Groundwater level prediction and validation by developed models

One-month rolling ahead prediction of the developed time series models along with the observed groundwater level data during the validation period for both the wells are shown in Figure 7(a) and 7(b). In general, it was observed that the decomposition-based ARMA models (TDs-ARMA and MDs-ARMA) predict the groundwater levels better than the SARIMA model. Although the TDs-ARMA and MDs-ARMA model performances were relatively close to each other, the MDs-ARMA model performs comparatively better than the TDs-ARMA model for both the wells.

Figure 7

One-month rolling ahead prediction of groundwater levels using TDs-ARMA, MDs-ARMA, and SARIMA models for (a) well-13012 and (b) well-13235.

Figure 7

One-month rolling ahead prediction of groundwater levels using TDs-ARMA, MDs-ARMA, and SARIMA models for (a) well-13012 and (b) well-13235.

The improved model performance of the MDs-ARMA model over TDs-ARMA model was mainly due to the improved estimated seasonal component based on 13-month trend and confidence interval approach. However, the traditional way of estimating the seasonal component values were relatively higher than the proposed model thus reducing the overall model performance for the TDs-ARMA model (Figure 7(a) and 7(b)).

SARIMA models are the least performing models for both the wells as they highly over- and under-predict the actual groundwater level signal peaks and troughs during pre-monsoon and post-monsoon seasons (Figure 7). This is mainly due to the fact that the estimated SMA parameters were not able to capture the actual variation in the extreme peaks and troughs of the groundwater level signals. This uncertainty in SMA parameters might have been lower for the homoscedastic (constant mean and constant variance) groundwater level signals as the seasonal variation among the years is perhaps less variable. However, in this study, both the groundwater level signals show a strong heteroscedastic process, the estimated SMA parameters fail to mimic the actual seasonal variation in the groundwater level signals.

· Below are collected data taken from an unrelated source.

PR #314, opened 2022-07-14
Add recently added series and more

revam:
### Changes

- Add recently added series tab to the recently imported tab on the dashboard

- Added all the series definitions and some common definitions to support the series definitions.

- Changed existing definitions to use the new common types (to reduce code duplication for the same types used in different places).

- Fixed the date and time display for the calendar.

- Fixed the initial state for the calendar to align with the state elsewhere.

### DIFF
--- a/src/pages/dashboard/panels/UpcomingAnime.tsx
+++ b/src/pages/dashboard/panels/UpcomingAnime.tsx
@@ -17,7 +17,7 @@ const Title = ({ showAll, setShowAll }) => (<div>
 
 const UpcomingAnime = () => {
   const items = useSelector((state: RootState) => state.mainpage.upcomingAnime);
-  const [showAll, setShowAll] = useState(true);
+  const [showAll, setShowAll] = useState(false);
 
   const dispatch = useDispatch();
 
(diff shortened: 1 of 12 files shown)


src/pages/dashboard/panels/UpcomingAnime.tsx
```diff
@@ -28,10 +28,15 @@ const UpcomingAnime = () => {
 
   const renderDetails = (item: DashboardEpisodeDetailsType ) => {
     const airDate = moment(item.AirDate);
-    
+    let relativeTime = airDate.fromNow();
+    if (relativeTime.includes('ago'))
+      relativeTime = 'today';
```
hidden4003, line 33: for this you want to use moment.relativeTimeThreshold(unit, limit) to change the threshold where is starts using hours instead days etc.. and you can set it to use 'today' for anything below 24h too.

hidden4003 (changes requested):

src/pages/dashboard/panels/UpcomingAnime.tsx
revam: I can't seem to find a good alternative way using the moment.js library to get it to display "today" for the current date instead of counting in hours/minutes/seconds ago. Changing the thresholds doesn't seem to be the correct answer and their doc site isn't much help...

Also, I forgot to address the case for "tomorrow" if you're minutes or seconds from midnight.

hidden4003 (approved):

PR #334, opened 2022-07-17
Update first run and login pages

harshithmohan:


src/pages/firstrun/Acknowledgement.tsx
```diff
@@ -19,27 +19,27 @@ function Acknowledgement() {
 
   return (
     <TransitionDiv className="flex flex-col text-justify justify-center px-96">
-      <div className="font-semibold text-lg">Thanks For Installing Shoko Server!</div>
-      <div className="font-open-sans font-semibold mt-10">
+      <div className="font-semibold">Thanks For Installing Shoko Server!</div>
+      <div className="mt-9">
```
hidden4003, line 23: you can put space-y-9 on parent instead of putting mt-9 on every item

hidden4003 (approved):

PR #335, opened 2022-07-17
Refactor dashboard panels to reuse components.

revam:


src/pages/dashboard/components/DashboardTitleToggle.tsx
```diff
@@ -0,0 +1,12 @@
+import React from 'react';
+import cx from 'classnames';
+
+const DashboardTitleToggle = ({ mainTitle, secondaryTitle, secondaryActive, setSecondaryActive }: { mainTitle: string; secondaryTitle: string; secondaryActive: boolean; setSecondaryActive(value: boolean): void }) => (<div>
```
hidden4003, line 4: ShokoPanelTabsTitle would probably make more sense as other pages have it too, like utilities, but we can rename later

hidden4003 (approved):

PR #348, opened 2022-07-23
Fix api

revam:
Blocked by and dependent on https://github.com/ShokoAnime/ShokoServer/pull/947

### Changes

- Remove the unused code for getting the details of the recent files

- Fix the bits that broke by https://github.com/ShokoAnime/ShokoServer/pull/947

- ~~Pages start at `0`.~~

- Added the AniDB file type, exported the file ids type and adjusted the dashboard stats and summery types


revam:
If the page start at `1` then it needs to be subtracted by `1` before it's send through the api

revam:
> If the page start at `1` then it needs to be subtracted by `1` before it's send through the api

It's now offset by `-1` before it's sent through the api.

hidden4003 (approved):

PR #365, opened 2022-07-31
Change group page load

revam:


src/pages/collection/CollectionPage.tsx
```diff
@@ -123,19 +122,17 @@ function CollectionPage() {
...
-        return (
-          <div key={key} style={style}>
-            {renderPlaceholder()}
-          </div>
-        );
-      }
-      return null;
+    const neededPage = Math.ceil((index + 1) / pageSize);
+    const groupList = fetchedPages[neededPage];
+    if (groupList == undefined) {
```
revam, line 127: Before somebody asks, this is on purpose so it will check for both `undefined` and `null`.

hidden4003 (approved):

PR #674, opened 2023-11-11
Update Series Overview to New Design.

ElementalCrisis:
Updates Series Overview to match new design.


src/components/Collection/SeriesInfo.tsx
```diff
@@ -0,0 +1,187 @@
...
+            )
+            : '--'}
+        </div>
+        <div className="flex justify-between capitalize">
+          <div className="font-semibold">Studio</div>
+          <div>{overview?.Studios?.[0] ? overview?.Studios?.[0].Name : 'Studio Not Listed'}</div>
+        </div>
+      </div>
+
+      {/*   <div className="flex flex-col gap-y-4"> */}
```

Figure 8 shows the predicted and observed groundwater levels on 1:1 diagonal plot for all three models. As well-13012 is located in the highly elevated hard rock terrain part of the Adyar basin, the variation in the groundwater level signal is naturally varying in higher magnitude as the rainfall response in the fractured geological system is highly dynamic. This is the reason for all models predicting the groundwater level signal with comparatively higher deviation from the 1:1 line (Figure 8(a)). However, well-13235 is located in the central part of the basin where the geological condition is highly porous, thus the rainfall response in this region on groundwater level signal is more or less uniform. As a result, the developed time series model predictions were close to the 1:1 line (Figure 8(b)). However, as expected, the MDs-ARMA model predicted values were lying closer to the 1:1 line than the other two models for both the well locations. SARIMA model-predicted values during some periods highly deviated from the diagonal line, thus reducing this model's overall performance significantly compared to TDs-ARMA and MDs-ARMA models (Figure 8).

Figure 8

Predicted and observed groundwater levels on 1:1 scatter line for TDs-ARMA, MDs-ARMA, and SARIMA models for (a) well-13012 and (b) well-13235.

Figure 8

Predicted and observed groundwater levels on 1:1 scatter line for TDs-ARMA, MDs-ARMA, and SARIMA models for (a) well-13012 and (b) well-13235.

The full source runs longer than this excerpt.